_Problem requirements_
Across the records below, how many lines include the word "first"? State only the number.

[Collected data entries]
PR #1294, opened 2018-11-08
Fixes #1293 - Add tests for clay-charts-react

### LINKED ISSUE #1293: Unable to add tests for clay-charts-react
There are some issues with conflicting versions of babel and jest. So we should fall back to the same version that clay-charts is using.

bryceosterhaus:
There were a bunch of issues getting jest/yarn/lerna to work with different versions of babel so I ended up just falling back to the same babel version for all the packages. This allowed em to write some basic render tests for clay-charts-react


matuzalemsteles:
hey @bryceosterhaus, I think we can try to update the babel version to 7.x for all packages and see what happens. We have to analyze this, I had seen some cases where the babel transformed some code to specifications with use of `Symbol` for example, forcing us to use a polyfill for this 🤷‍♂️.

matuzalemsteles:

matuzalemsteles:
hey @bryceosterhaus, It would be something interesting then we think of a way to create tests to ensure the consistency of APIs that are passed to the charts in react and metal.

jbalsas:
Hey @bryceosterhaus, I think this is conflicting with our fix for `Node 10` from yesterday. Can you resolve those and push so we can merge?

This is looking cool! 👏

bryceosterhaus:
Updated!

PR #1296, opened 2018-11-09
Fixes #1242 - Use aria-label to announce icon name instead of title

### LINKED ISSUE #1242: IE11 - <a> element is hard to click with child lexicon-icon

EDIT : 

pat270:
Wrapped SVG Icons with a `span` tag and aria attributes so screen readers can announce icon names without the use of the `title` element inside the SVG (title actually didn't work in MacOS VoiceOver). This prevents the default browser tooltip from displaying in https://issues.liferay.com/browse/LPS-81456 while satisfying https://issues.liferay.com/browse/LPS-68726 and https://issues.liferay.com/browse/LPS-86160.


matuzalemsteles:
hey @pat270, I ran the CI again to check if it was just a flaky test. But it looks like some snapshots have not been updated. Could you also update the isomorphic snapshots?

packages/clay-icon/src/ClayIcon.soy
```diff
@@ -32,8 +44,12 @@
 		{/if}
 	{/let}
 
-	<svg {$attributes}>
-		<title>{$title ?: $id ?: $symbol}</title>
-		<use xlink:href="{$spritemap}#{$symbol}" />
-	</svg>
+	<span {$containerAttributes}>
+		<svg {$attributes}>
+			{if $title}
```
carloslancha: If we don't need title inside `svg` for accessibility anymore I'd remove it.

packages/clay-icon/src/ClayIcon.soy
```diff
@@ -6,11 +6,23 @@
 {template .render}
 	{@param spritemap: string}
 	{@param symbol: string}
+	{@param? ariaLabel: string}
```
carloslancha: Why can't we use just title as the ariaLabel?

packages/clay-icon/src/ClayIcon.soy
```diff
@@ -6,11 +6,23 @@
...
+	{@param? decorative: bool}
 	{@param? elementClasses: string}
 	{@param? focusable: bool}
 	{@param? id: string}
 	{@param? title: string}
 
+	{let $containerAttributes kind="attributes"}
```
carloslancha: To follow the same patter the attributes variable of the first element is called just `attributes`, so this one should be `attributes` and the other `svgAttributes`.

packages/clay-icon/src/ClayIcon.soy
```diff
@@ -6,11 +6,23 @@
...
+		{if $decorative}
+			aria-hidden="true"
+		{/if}
+
+		aria-label="{$ariaLabel ?: $symbol}"
+		class="lexicon-icon-container"
```
carloslancha: `elementClasses` should be applied to the first element of the component, so here.

packages/clay-icon/src/ClayIcon.soy
pat270: Wouldn't removing the title break the api for those that are already using ClayIcon?

packages/clay-icon/src/ClayIcon.soy
pat270: Using `title` instead of `ariaLabel` is confusing because if I'm passing a value to the title attribute, I fully expect it to be the SVG's title element.

packages/clay-icon/src/ClayIcon.soy
pat270: Wouldn't this be a breaking change since we are moving classes that were once on the SVG to the span?

carloslancha: Pattern we're following places the elementClasses in the first element always. IMHO markup change is already a breaking change so let's try to be consistent at least with the pattern :)

pat270:
@carloslancha We should keep the span around the svg icon separate from other containers. The alignment of the icons will be off in some places like `dropdown-item-indicator-end` and `collapse-icon-closed`.

carloslancha:
> @carloslancha We should keep the span around the svg icon separate from other containers. The alignment of the icons will be off in some places like `dropdown-item-indicator-end` and `collapse-icon-closed`.

I see, ok

pat270:
@carloslancha made most of the changes you requested, let me know if you see anything else.

packages/clay-icon/src/ClayIcon.soy
carloslancha: I don't mean removing title from API but from inside the svg.

```
<svg {$attributes}>
	<use xlink:href="{$spritemap}#{$symbol}" />
</svg>
```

_Answer for this exercise_
3